Purpose
Marmite or Death! is high-energy, silly and surprisingly challenging. It is ideal for breaking the ice, re-energising a tired group or preparing delegates for creative or high-pressure tasks. You can also use it to help the group learn each others’ names. Its deceptively simple rules build powerful skills: listening, spontaneity and mental agility. The unpredictable game helps delegates sharpen their spontaneity, active listening, focus and verbal agility. It is especially useful as a warm-up for creative thinking, acting or improvisation-based training, all in about 10 minutes.
Objective
Delegates will take turns exchanging silly binary choices in a fast-moving circle game. Each turn requires immediate responses and forces players to stay mentally engaged, listen closely and think on their feet, or be eliminated!
What You Need
- A clear space where everyone can stand in a circle
- A stopwatch or timer (optional, for practice rounds or increasing speed)
Setup
- Form a circle with all delegates standing and facing inwards.
- Briefly explain the rules shown below. Demonstrate one full round with volunteers if needed.
- As the trainer, you are the referee and make light-hearted calls on eliminations.
How to Run the Exercise
- One delegate starts by spinning in place, stopping, pointing at another player, and shouting: “Marmite or death?”
- The chosen delegate must respond immediately with either:
“Marmite!” or “Death!”, whichever they would rather have. Suppose they say “Marmite!”. - They must then spin, choose someone else in the circle, name them, and offer a new pairing, using the word they chose plus something new. For example: “Ahmed, Marmite or cactus?”
- That player immediately responds and continues the chain: “Cactus!”, spins, points to someone else and says: “Charlotte, Cactus or Grater?”
- Play continues quickly. Players are eliminated if they hesitate, repeat or use a forbidden word.
- Continue until only one person is left and declare them the winner.
Elimination Rules
A delegate is eliminated and must sit down if they:
- Hesitate too long (roughly 2–3 seconds max).
- Repeat a word that has already been used.
- Use a proper noun, such as a brand, name, place or title (e.g., ‘Google’, ‘Madonna’, ‘Paris’ are not allowed)
Trainer Tips
- Run with low pressure to start with. Give a bit more time for responses so everyone understands the rhythm.
- Once familiar, encourage quicker reactions.
- Encourage boldness. Remind delegates that there are no wrong answers. Creativity and speed matter more than cleverness.
- Get delegates to monitor each others’ performance and listen. The fun is in catching repeated words and noticing hesitation. Emphasise the value of listening over planning.
Timing
Explaining the Exercise: 5 minutes
Activity: 10 minutes
Group Feedback: 10 minutes
Discussion
You can go through an optional discussion if you are teaching communication skills or decision-making:
- What helped you stay focused and respond quickly?
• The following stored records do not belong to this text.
PR #491, opened 2023-09-12
Resolve #487: Enhance tests and fix linting issues

### LINKED ISSUE #487: Use non-empty structs in test server handlers
Currently, in many [test cases](https://github.com/search?q=repo%3Asashabaranov%2Fgo-openai+resBytes&type=code), we return empty structs from the test server. For example:

```go
server.RegisterHandler("/v1/engines/text-davinci-003", func(w http.ResponseWriter, r *http.Request) {
	resBytes, _ := json.Marshal(Engine{}) // <------------- Here we return empty Engine struct
	fmt.Fprintln(w, string(resBytes))
})
```

It is possible for such tests not to cover a case where client does not return the proper response, see for example this discussion: https://github.com/sashabaranov/go-openai/pull/485#discussion_r1316008197

It would be good to make these structs non-empty, and the best solution would probably be to randomize them (keeping randomization logic in the `internal/test` directory).

ealvar3z:
**Describe the change**
- Add randomized fields to Engine structs in tests

**Describe your solution**
- Implement cryptographically secure random utility functions

**Tests**
- Make these structs non-empty, by randomizing them, while keeping randomization logic in the internal/test directory (`internal/test/random.go`). So in the end we'll get something like:

```go
server.RegisterHandler("/v1/engines/text-davinci-003", func(w http.ResponseWriter, r *http.Request) {
	resBytes, _ := json.Marshal(Engine{ID: test.randomString(), Object: test.randomString()})
	fmt.Fprintln(w, string(resBytes))
})
```
- Address golangci-lint warnings

**Additional context**
- None

Issue: #487

### DIFF
--- a/engines_test.go
+++ b/engines_test.go
@@ -8,15 +8,27 @@ import (
 	"testing"
 
 	. "github.com/sashabaranov/go-openai"
+	"github.com/sashabaranov/go-openai/internal/test"
 	"github.com/sashabaranov/go-openai/internal/test/checks"
 )
+
+// Helper function to test the ListEngines endpoint.
+func RandomEngine() Engine {
+	return Engine{
+		ID:     test.RandomString(),
+		Object: test.RandomString(),
+		Owner:  test.RandomString(),
+		Ready:  test.RandomBool(),
+	}
+}
 
 // TestGetEngine Tests the retrieve engine endpoint of the API using the mocked server.
 func TestGetEngine(t *testing.T) {
 	client, server, teardown := setupOpenAITestServer()
 	defer teardown()
 	server.RegisterHandler("/v1/engines/text-davinci-003", func(w http.ResponseWriter, r *http.Request) {
-		resBytes, _ := json.Marshal(Engine{})
+		engine := RandomEngine()
+		resBytes, _ := json.Marshal(engine)
 		fmt.Fprintln(w, string(resBytes))
 	})
 	_, err := client.GetEngine(context.Background(), "text-davinci-003")
@@ -28,7 +40,11 @@ func TestListEngines(t *testing.T) {
 	client, server, teardown := setupOpenAITestServer()
 	defer teardown()
 	server.RegisterHandler("/v1/engines", func(w http.ResponseWriter, r *http.Request) {
-		resBytes, _ := json.Marshal(EnginesList{})
+		engines := make([]Engine, 5)
+		for i := range engines {
+			engines[i] = RandomEngine()
+		}
+		resBytes, _ := json.Marshal(EnginesList{Engines: engines})
 		fmt.Fprintln(w, string(resBytes))
 	})
 	_, err := client.ListEngines(context.Background())
--- a/internal/test/random.go
+++ b/internal/test/random.go
@@ -1,0 +1,35 @@
+package test
+
+import (
+	"crypto/rand"
+	"math/big"
+)
+
+var (
+	strLen = 10
+	//nolint:gomnd // this avoids the golangci-lint "magic number" warning
+	n = big.NewInt(2)
+)
+
+// RandomString generates a cryptographically secure random string of a fixed
+// length. The string is composed of alphanumeric characters and is generated
+// using the crypto/rand library. The length of the string is determined by the
+// constant strLen.
+func RandomString() string {
+	var letters = []rune("abcdefghijklmnopqrstuvwxyzABCDEFGHIJKLMNOPQRSTUVWXYZ")
+	s := make([]rune, strLen)
+	max := big.NewInt(int64(len(letters)))
+	for i := range s {
+		randomInt, _ := rand.Int(rand.Reader, max)
+		s[i] = letters[randomInt.Int64()]
+	}
+	return string(s)
+}
+
+// RandomBool generates a cryptographically secure random boolean value. It
+// uses the crypto/rand library to generate a random integer (either 0 or 1),
+// and returns true if the integer is 1, and false otherwise.
+func RandomBool() bool {
+	randomInt, _ := rand.Int(rand.Reader, n)
+	return randomInt.Int64() == 1
+}


sashabaranov:
Thank you for the PR!

internal/test/random.go
```diff
@@ -0,0 +1,35 @@
...
+
+import (
+	"crypto/rand"
+	"math/big"
+)
+
+var (
+	strLen = 10
+	//nolint:gomnd // this avoids the golangci-lint "magic number" warning
+	n = big.NewInt(2)
```
sashabaranov, line 11: Could we make these `const`?

engines_test.go
```diff
@@ -28,7 +40,11 @@ func TestListEngines(t *testing.T) {
 	client, server, teardown := setupOpenAITestServer()
 	defer teardown()
 	server.RegisterHandler("/v1/engines", func(w http.ResponseWriter, r *http.Request) {
-		resBytes, _ := json.Marshal(EnginesList{})
+		engines := make([]Engine, 5)
```
sashabaranov, line 43: I guess we can use random int here instead

internal/test/random.go
```diff
@@ -0,0 +1,35 @@
...
+// length. The string is composed of alphanumeric characters and is generated
+// using the crypto/rand library. The length of the string is determined by the
+// constant strLen.
+func RandomString() string {
+	var letters = []rune("abcdefghijklmnopqrstuvwxyzABCDEFGHIJKLMNOPQRSTUVWXYZ")
+	s := make([]rune, strLen)
+	max := big.NewInt(int64(len(letters)))
+	for i := range s {
+		randomInt, _ := rand.Int(rand.Reader, max)
+		s[i] = letters[randomInt.Int64()]
```
sashabaranov, line 24: I suggest we avoid `big` package and go with most basic implementation here e.g., https://stackoverflow.com/questions/22892120/how-to-generate-a-random-string-of-a-fixed-length-in-go

ealvar3z: Done

engines_test.go
ealvar3z: Done

internal/test/random.go
ealvar3z: Done

engines_test.go
```diff
@@ -8,15 +8,27 @@ import (
...
+	}
+}
+
 // TestGetEngine Tests the retrieve engine endpoint of the API using the mocked server.
 func TestGetEngine(t *testing.T) {
 	client, server, teardown := setupOpenAITestServer()
 	defer teardown()
 	server.RegisterHandler("/v1/engines/text-davinci-003", func(w http.ResponseWriter, r *http.Request) {
-		resBytes, _ := json.Marshal(Engine{})
+		engine := RandomEngine()
```
sashabaranov, line 30: By keeping `engine` variable inside the handler we have no way to compare it to the client-returned result. Also, the comparison would need to be pretty long as we would need to compare all four fields (one would probably be enough)

internal/test/random.go
```diff
@@ -0,0 +1,60 @@
+package test
+
+import (
+	"crypto/rand"
```
sashabaranov, line 4: I suggest we use [math/rand](https://pkg.go.dev/math/rand) package instead. It would allow for [seeding](https://pkg.go.dev/math/rand#Rand.Seed) tests and making them reproducible.

engines_test.go
ealvar3z: I'll move `engine := RandomEngine()` outside of the handler and add some comparison logic that compares only one field.

internal/test/random.go
ealvar3z: Initially I implemented the `Random` funcs with `math/rand` and then ran in to golangci-lint errors. That's when I pivoted to `crypto/rand`. However, I made all the changes as instructed. Will push the code when I get off work here shortly. 

Thank you for the review.

engines_test.go
```diff
@@ -8,27 +8,51 @@ import (
...
+
+	// Compare the two using only one field per code review comment
+	if actualEngine.ID != expectedEngine.ID {
+		t.Errorf("Engine ID mismatch: got %s, expected %s", actualEngine.ID, expectedEngine.ID)
+	}
 }
 
 // TestListEngines Tests the list engines endpoint of the API using the mocked server.
 func TestListEngines(t *testing.T) {
+	test.Seed(42) // Seed the RNG
```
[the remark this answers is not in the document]
ealvar3z: Thank you for your review, @sashabaranov.

I've can go ahead and remove the RNG seeding from `TestListEngines()` as you suggested. I agree that there could be specific scenarios like fuzz testing where non-deterministic behavior is desirable.

// Possible compromise scenario though
We could introduce a flag or environment variable to decide whether or not to seed the RNG, allowing us to keep both deterministic and non-deterministic behavior depending on the use-case. Would that be an acceptable solution for future requirements?

Here's what I am thinking:

```go
func MaybeSeedRNG() {
	seed := os.Getenv("TEST_RNG_SEED")

	if seedValue, err := strconv.ParseInt(seed, 10, 64); err == nil {
		rand.Seed(seedValue)
		return
	}

	// However, if the environment variable is set to "random", 
	// we can use the current time as the seed
	if seedEnv == "random" {
		rand.Seed(time.Now().UnixNano())
	}
}
```
With this setup, we can control the RNG seeding behavior through the `TEST_RNG_SEED` environment variable:

So to make the tests deterministic with a specific seed, we can set the environment variable to that seed (e.g., `TEST_RNG_SEED=42`). To make tests non-deterministic, we can set the environment variable to "random" (`TEST_RNG_SEED=random`).

If we don't set the environment variable, the RNG will not be seeded, maintaining its default non-deterministic behavior.

Then, we could call it whenever we want determinism, e.g:

```go
func TestListEngines(t *testing.T) {
	test.MaybeSeedRNG()  // Call it here
	client, server, teardown := setupOpenAITestServer()
	defer teardown()
	// ... rest of the function remains the same ...
}
```

Please advise.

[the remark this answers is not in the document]
sashabaranov: @ealvar3z I like the `MaybeSeedRNG` approach! Let's factor it out to the separate PR, trying to keep the PR size small-ish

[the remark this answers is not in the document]
ealvar3z: Done. See PR #509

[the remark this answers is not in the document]
sashabaranov: Alright, let's remove `test.Seed(42)` from this PR and merge!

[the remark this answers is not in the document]
ealvar3z: Done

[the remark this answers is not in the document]
sashabaranov: @ealvar3z it's not removed :D

engines_test.go
```diff
@@ -8,27 +8,50 @@ import (
...
 	server.RegisterHandler("/v1/engines/text-davinci-003", func(w http.ResponseWriter, r *http.Request) {
-		resBytes, _ := json.Marshal(Engine{})
+		resBytes, _ := json.Marshal(expectedEngine)
 		fmt.Fprintln(w, string(resBytes))
 	})
-	_, err := client.GetEngine(context.Background(), "text-davinci-003")
+	actualEngine, err := client.GetEngine(context.Background(), "text-davinci-003")
 	checks.NoError(t, err, "GetEngine error")
+
+	// Compare the two using only one field per code review comment
```
sashabaranov, line 38: Could we please remove these comments? They are relevant to review, but not for the codebase going forward

engines_test.go
```diff
@@ -8,27 +8,50 @@ import (
...
+		Ready:  test.RandomBool(),
+	}
+}
+
 // TestGetEngine Tests the retrieve engine endpoint of the API using the mocked server.
 func TestGetEngine(t *testing.T) {
 	client, server, teardown := setupOpenAITestServer()
 	defer teardown()
+
+	expectedEngine := RandomEngine() // move outside of handler per code review comment
```
sashabaranov, line 30: (2) Could we please remove these comments? They are relevant to review but not for the codebase going forward

ealvar3z: Will do. Thank you for your patience.

Issue #788, opened 2024-07-10
Completion request should support seed


AjinkyaZ:
ChatCompletionRequest supports a seed value as implemented in #525
https://github.com/sashabaranov/go-openai/blob/03851d20327b7df5358ff9fb0ac96f476be1875a/chat.go#L186-L221

However, the CompletionRequest does not:
https://github.com/sashabaranov/go-openai/blob/03851d20327b7df5358ff9fb0ac96f476be1875a/completion.go#L134-L154

while OpenAI docs do indicate support for it:
OpenAI docs for `/completions` https://platform.openai.com/docs/api-reference/completions/create#completions-create-seed

PR #800, opened 2024-07-19
feat: Completion request support seed

eiixy:
feat: #788


sashabaranov (changes requested):
@eiixy Thank you for the PR! Could we please keep the order of fields?

eiixy:
> 感谢您的公关！我们能否请保持字段的顺序？

ok~

> @eiixy Thank you for the PR! Could we please keep the order of fields?

I think it would be better to keep the field order consistent with the OpenAI documentation to compare the differences.

sashabaranov (approved):

Issue #771, opened 2024-06-13
Integration tests for Assistants API


sashabaranov:
After the recent PRs #762 and #769 we started to run integration tests on every merge to `master` branch.

At the same time, integration tests do not cover many API calls the library supports: https://github.com/sashabaranov/go-openai/blob/master/api_integration_test.go

Notably, integration tests do not call popular Assistants API.

PR #808, opened 2024-07-24
Add batch api example

eiixy:


sashabaranov:
Thank you for the PR! Could you please make it an integration test as well? The library would really benefit from more integration tests (see #771)

For more details: https://github.com/sashabaranov/go-openai/blob/master/api_integration_test.go

eiixy:
I noticed that when people use the `CreateBatchWithUploadFile` method, they often overlook the `AddChatCompletion`, `AddCompletion`, and `AddEmbedding` helper methods in the `CreateBatchWithUploadFileRequest`. Therefore, I added the `CreateBatchWithChatCompletions` and `CreateBatchWithEmbeddings` methods to clarify their usage.

PR #813, opened 2024-08-07
feat: Support Structured Outputs

eiixy:
Support Structured Outputs 
https://platform.openai.com/docs/guides/structured-outputs/introduction

### DIFF
--- a/api_integration_test.go
+++ b/api_integration_test.go
@@ -4,6 +4,7 @@ package openai_test
 
 import (
 	"context"
+	"encoding/json"
 	"errors"
 	"io"
 	"os"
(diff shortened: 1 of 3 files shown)


sashabaranov:
Thank you for the PR!

Could we please add some tests here? Both integration and unit tests. I believe we also need to work on `ChatCompletionResponse` for this

h0rv:
Would love to add this to https://github.com/instructor-ai/instructor-go to streamline parsing the responses into Go structs.

eiixy:
> Thank you for the PR!
> 
> Could we please add some tests here? Both integration and unit tests. I believe we also need to update the `ChatCompletionResponse` to make this work

Thanks for the feedback! I've added the requested unit tests. Please review and let me know if anything else is needed.

api_integration_test.go
```diff
@@ -178,3 +179,63 @@ func TestAPIError(t *testing.T) {
...
+						AdditionalProperties: false,
+					},
+					Strict: true,
+				},
+			},
+		},
+	)
+	checks.NoError(t, err, "CreateChatCompletion (use json_schema response) returned error")
+	var result = make(map[string]string)
+	err = json.Unmarshal([]byte(resp.Choices[0].Message.Content), &result)
```
sashabaranov, line 234: It would be super cool if we could do that automatically based on JSON schema in the future!

sashabaranov (approved):
Thank you!!

api_integration_test.go
sashabaranov: I believe it is not possible to construct a Go type based on json schema description in the current form.

What we could do is to use struct tags like https://github.com/invopop/jsonschema is doing, and than be able to both generate json schema from Go struct and also be able to automatically unmarshal structured responses

sashabaranov: Added this to our v2 roadmap as might require breaking changes https://github.com/sashabaranov/go-openai/discussions/801

eiixy: Implement it like this?
```
package jsonschema

func Unmarshal(schema Definition, data []byte,v any) error {
	// TODO
}
```

sashabaranov: @eiixy Ye, pretty much! The only problem is that you need a definition and Go type. In this test the definition is

```go
openai.ChatCompletionResponseFormatJSONSchema{
	Name: "cases",
	Schema: jsonschema.Definition{
		Type: jsonschema.Object,
		Properties: map[string]jsonschema.Definition{
			"PascalCase": jsonschema.Definition{Type: jsonschema.String},
			"CamelCase":  jsonschema.Definition{Type: jsonschema.String},
			"KebabCase":  jsonschema.Definition{Type: jsonschema.String},
			"SnakeCase":  jsonschema.Definition{Type: jsonschema.String},
		},
		Required:             []string{"PascalCase", "CamelCase", "KebabCase", "SnakeCase"},
		AdditionalProperties: false,
	},
	Strict: true,
},
```

and Go type is `map[string]string`.

Ideally, we would like to
```go
type MyStructuredResponse struct {
	PascalCase struct
	CamelCase struct
	KebabCase struct
	SnakeCase struct
}
```

So that could be automatically used as a schema definition (or converted to it) and unmarshalling of structured response. Potentially we can have a function that creates `jsonschema.Definition` from a given struct

gspeicher: Thanks for putting this together so quickly. I already have a plaintext JSON schema that I have been sending to the API in the system prompt, and already have a Go struct to hold the unmarshalled response. I was hoping to reuse both with the new Structured Outputs feature without having to manually convert the schema to a `jsonschema.Definition` but I don't see any way to do that.

Could you possibly change the accepted schema type from `jsonschema.Definition` to `json.Marshaler` from the standard Go `encoding/json` package? The `jsonschema.Definition` godoc itself states "It is fairly limited, and you may have better luck using a third-party library." but by defining `Schema` as a `jsonschema.Definition` we are precluded from using any third-party library to construct the schema. This would be a backward compatible change since `jsonschema.Definition` already implements `MarshalJSON`.

Thanks for your consideration.

eiixy: @sashabaranov Could you review the feasibility of this implementation plan? #819

PR #819, opened 2024-08-07
Improve handling of JSON Schema in OpenAI API Response Context

eiixy:
* add: jsonschema.Unmarshal
* add: jsonschema.Validate
* add: jsonschema.GenerateSchemaForType
* update: openai.ChatCompletionResponseFormatJSONSchema


jsonschema/json.go
```diff
@@ -53,3 +58,90 @@ func (d Definition) MarshalJSON() ([]byte, error) {
...
+			if s := field.Tag.Get("required"); s != "" {
+				required, _ = strconv.ParseBool(s)
+			}
+			if required {
+				requiredFields = append(requiredFields, jsonTag)
+			}
+		}
+		d.Required = requiredFields
+		d.Properties = properties
+	default:
```
sashabaranov, line 144: I suggest we either return an error or panic here

api_integration_test.go
```diff
@@ -190,6 +189,13 @@ func TestChatCompletionResponseFormat_JSONSchema(t *testing.T) {
 	c := openai.NewClient(apiToken)
 	ctx := context.Background()
 
+	type MyStructuredResponse struct {
+		PascalCase string `json:"pascal_case" required:"true" description:"PascalCase"`
+		CamelCase  string `json:"camel_case" required:"true" description:"CamelCase"`
+		KebabCase  string `json:"kebab_case" required:"true" description:"KebabCase"`
+		SnakeCase  string `json:"snake_case" required:"true" description:"SnakeCase"`
+	}
+	schema := jsonschema.Warp(MyStructuredResponse{})
```
sashabaranov, line 198: Great stuff, I guess we should put a proper README example on how to use this. That should be one of the top examples for sure.

jsonschema/json.go
```diff
@@ -53,3 +57,84 @@ func (d Definition) MarshalJSON() ([]byte, error) {
...
+	}
+	return &v, nil
+}
+
+func (r SchemaWrapper[T]) String() string {
+	bytes, _ := json.MarshalIndent(r.schema, "", "  ")
+	return string(bytes)
+}
+
+func Warp[T any](v T) SchemaWrapper[T] {
```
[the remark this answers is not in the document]
sashabaranov: Or even better: `GenerateSchemaForType`

jsonschema/json.go
```diff
@@ -53,3 +58,90 @@ func (d Definition) MarshalJSON() ([]byte, error) {
 		Alias: (Alias)(d),
 	})
 }
+
+type SchemaWrapper[T any] struct {
```
sashabaranov, line 62: Pardon my ignorance: do we even need this type?

jsonschema/json.go
eiixy: Thank you for the suggestion!

gspeicher:
If this PR is not going to be finished soon, would it be possible to lift the small change to `openai.ChatCompletionResponseFormatJSONSchema` promoting `Schema` from `jsonschema.Definition` to `json.Marshaler` as a separate PR? The requirement to use `jsonschema` is currently a roadblock for myself and others who use this package, as evidenced by PR #824.

Also, I feel that using `json.Marshaler` is both cleaner and more in the spirit of Go than adding a new `SchemaRaw` field side-by-side with `Schema` as proposed by that PR. If you already have a schema in string form then you can simply wrap it in a custom type that satisfies `json.Marshaler` like so:

```
// MySchema is a custom type that wraps a string
type MySchema string

// MarshalJSON implements the json.Marshaler interface for MySchema
func (m MySchema) MarshalJSON() ([]byte, error) {
	return []byte(m), nil
}
```

api_integration_test.go
eiixy: I have added an example use case from OpenAI documentation to the README. For reference, please see: https://platform.openai.com/docs/guides/structured-outputs/examples

gspeicher:
@eiixy thanks for pulling this together quickly. My feedback is centered around `GenerateSchemaForType`.

1. The name feels a little misleading to me, because it implies that you would pass the type corresponding to the schema you want to generate, but instead it expects an object of that type. Seems like either the function name or the parameter type should change so they agree. I defer to @sashabaranov since the name was his suggestion and it's his package.
2. Do we still need `SchemaWrapper` and its `Wrap` method if we have `GenerateSchemaForType`? It's not clear to me when you would use `SchemaWrapper` and it feels like an unnecessarily abstraction of the native JSON package.

eiixy:
> @eiixy thanks for pulling this together quickly. My feedback is centered around `GenerateSchemaForType`.
> 
> 1. The name feels a little misleading to me, because it implies that you would pass the type corresponding to the schema you want to generate, but instead it expects an object of that type. Seems like either the function name or the parameter type should change so they agree. I defer to @sashabaranov since the name was his suggestion and it's his package.
> 2. Do we still need `SchemaWrapper` and its `Wrap` method if we have `GenerateSchemaForType`? It's not clear to me when you would use `SchemaWrapper` and it feels like an unnecessarily abstraction of the native JSON package.


`jsonschema.Wrap` is indeed not necessary; it's just an alternative way of doing it. You can refer to the example below.
```go
type Result struct {
	Steps []struct {
		Explanation string `json:"explanation"`
		Output      string `json:"output"`
	} `json:"steps"`
	FinalAnswer string `json:"final_answer"`
}
sw, err := jsonschema.Wrap(Result{})
if err != nil {
	log.Fatalf("JSONSchema Wrap error: %v", err)
}
resp, err := client.CreateChatCompletion(ctx, openai.ChatCompletionRequest{
	Model: openai.GPT4oMini,
		{
			Role:    openai.ChatMessageRoleSystem,
			Content: "You are a helpful math tutor. Guide the user through the solution step by step.",
		},
		{
			Content: "how can I solve 8x + 7 = -23",
		},
	},
	ResponseFormat: &openai.ChatCompletionResponseFormat{
		Type: openai.ChatCompletionResponseFormatTypeJSONSchema,
		JSONSchema: &openai.ChatCompletionResponseFormatJSONSchema{
			Name:   "math_reasoning",
			Schema: sw,
			Strict: true,
		},
	},
})
if err != nil {
	log.Fatalf("CreateChatCompletion error: %v", err)
}
result, err := sw.Unmarshal(resp.Choices[0].Message.Content)
if err != nil {
	log.Fatalf("Unmarshal error: %v", err)
}
```

gspeicher:
Taking your example and converting it to use `GenerateSchemaForType`, it seems like the only difference would be these two lines:
```
sw, err := jsonschema.Wrap(Result{})
// check for errors and call the API
result, err := sw.Unmarshal(resp.Choices[0].Message.Content)
```
would become:
```
var result Result
sw, err := jsonschema.GenerateSchemaForType(result)
// check for errors and call the API
err := json.Unmarshal([]byte(resp.Choices[0].Message.Content), &result)
```
Again, this is not my library so I defer to @sashabaranov but I personally don't see the point in including that alternative since the standard `encoding/json` library is already simple and ubiquitous, not to mention the complexity and cognitive load are effectively the same between the two options. Overall, adding this as an alternative actually adds unnecessary complexity to the package.

Having said that, I'm chomping at the bit to see this PR get merged and start using Structured Output so I'm not going to die on this hill.

eiixy:
> Taking your example and converting it to use `GenerateSchemaForType`, it seems like the only difference would be these two lines:
> 
> ```
> sw, err := jsonschema.Wrap(Result{})
> // check for errors and call the API
> result, err := sw.Unmarshal(resp.Choices[0].Message.Content)
> ```
> 
> would become:
> 
> ```
> var result Result
> sw, err := jsonschema.GenerateSchemaForType(result)
> // check for errors and call the API
> err := json.Unmarshal([]byte(resp.Choices[0].Message.Content), &result)
> ```
> 
> Again, this is not my library so I defer to @sashabaranov but I personally don't see the point in including that alternative since the standard `encoding/json` library is already simple and ubiquitous, not to mention the complexity and cognitive load are effectively the same between the two options. Overall, adding this as an alternative actually adds unnecessary complexity to the package.
> 
> Having said that, I'm chomping at the bit to see this PR get merged and start using Structured Output so I'm not going to die on this hill.

I've removed the `jsonschema.SchemaWrapper`. Thanks for your suggestion!

jsonschema/json.go
```diff
@@ -53,3 +59,96 @@ func (d Definition) MarshalJSON() ([]byte, error) {
 		Alias: (Alias)(d),
 	})
 }
+
+func (d Definition) Unmarshal(content string, v any) error {
```
sashabaranov, line 63:
```suggestion
func (d *Definition) Unmarshal(content string, v any) error {
```

jsonschema/validate.go
```diff
@@ -0,0 +1,89 @@
+package jsonschema
+
+import (
+	"encoding/json"
+	"errors"
+)
+
+func Unmarshal(schema Definition, content []byte, v any) error {
```
sashabaranov, line 8:
```suggestion
func VerifySchemaAndUnmarshal(schema Definition, content []byte, v any) error {
```

It would be great if we could separate all validation stuff into a separate PR — I'm struggling to review this due to the large size.

api_integration_test.go
```diff
@@ -213,29 +223,16 @@ func TestChatCompletionResponseFormat_JSONSchema(t *testing.T) {
...
-						Properties: map[string]jsonschema.Definition{
-							"PascalCase": jsonschema.Definition{Type: jsonschema.String},
-							"CamelCase":  jsonschema.Definition{Type: jsonschema.String},
-							"KebabCase":  jsonschema.Definition{Type: jsonschema.String},
-							"SnakeCase":  jsonschema.Definition{Type: jsonschema.String},
-						},
-						Required:             []string{"PascalCase", "CamelCase", "KebabCase", "SnakeCase"},
-						AdditionalProperties: false,
-					},
+					//Schema: sw,
```
sashabaranov, line 226: let's remove this line

jsonschema/validate_test.go
```diff
@@ -0,0 +1,135 @@
...
+
+import (
+	"testing"
+
+	"github.com/sashabaranov/go-openai/jsonschema"
+)
+
+func Test_Validate(t *testing.T) {
+	type args struct {
+		data   interface{}
```
sashabaranov, line 11:
```suggestion
		data   any
```

jsonschema/validate.go
```diff
@@ -0,0 +1,89 @@
...
+	if err != nil {
+		return err
+	}
+	if !Validate(schema, data) {
+		return errors.New("data validation failed against the provided schema")
+	}
+	return json.Unmarshal(content, &v)
+}
+
+func Validate(schema Definition, data interface{}) bool {
```
sashabaranov, line 20:
```suggestion
func Validate(schema Definition, data any) bool {
```

jsonschema/validate.go
```diff
@@ -0,0 +1,89 @@
...
+			return false
+		} else if !exists && contains(schema.Required, key) {
+			return false
+		}
+	}
+	return true
+}
+
+func validateArray(schema Definition, data any) bool {
+	dataArray, ok := data.([]interface{})
```
sashabaranov, line 70:
```suggestion
	dataArray, ok := data.([]any)
```

jsonschema/validate.go
```diff
@@ -0,0 +1,89 @@
...
+	switch schema.Type {
+	case Object:
+		return validateObject(schema, data)
+	case Array:
+		return validateArray(schema, data)
+	case String:
+		_, ok := data.(string)
+		return ok
+	case Number: // float64 and int
+		_, ok := data.(float64)
```
sashabaranov, line 30: should we also support float32 here?

sashabaranov (approved):
Great work, thank you!!

AyushSawant18588:
I’m building a service-to-service integration that needs to bind incoming chat-completion requests directly into the Go client’s ChatCompletionRequest struct. But when doing this get the following error:
```
json: cannot unmarshal object into Go struct field ChatCompletionResponseFormatJSONSchema.response_format.json_schema.schema of type json.Marshaler"
```
This is happening cause Schema is of type json.Marshaler which does not implement an unmarshal function.
I’d like to know: is there a valid JSON request body I can send today that will bind cleanly against the existing struct definition? thanks!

- Did you find yourself planning ahead or listening?
- How did pressure affect your ability to think clearly?
- Can you think of work situations where fast thinking and listening matter?
Variations
- Theme Rounds: Limit choices to categories like ‘food’, ‘objects’ or ‘verbs’.
- Team Mode: If you have many delegates, divide the group into two circles for parallel play, then have winners face off.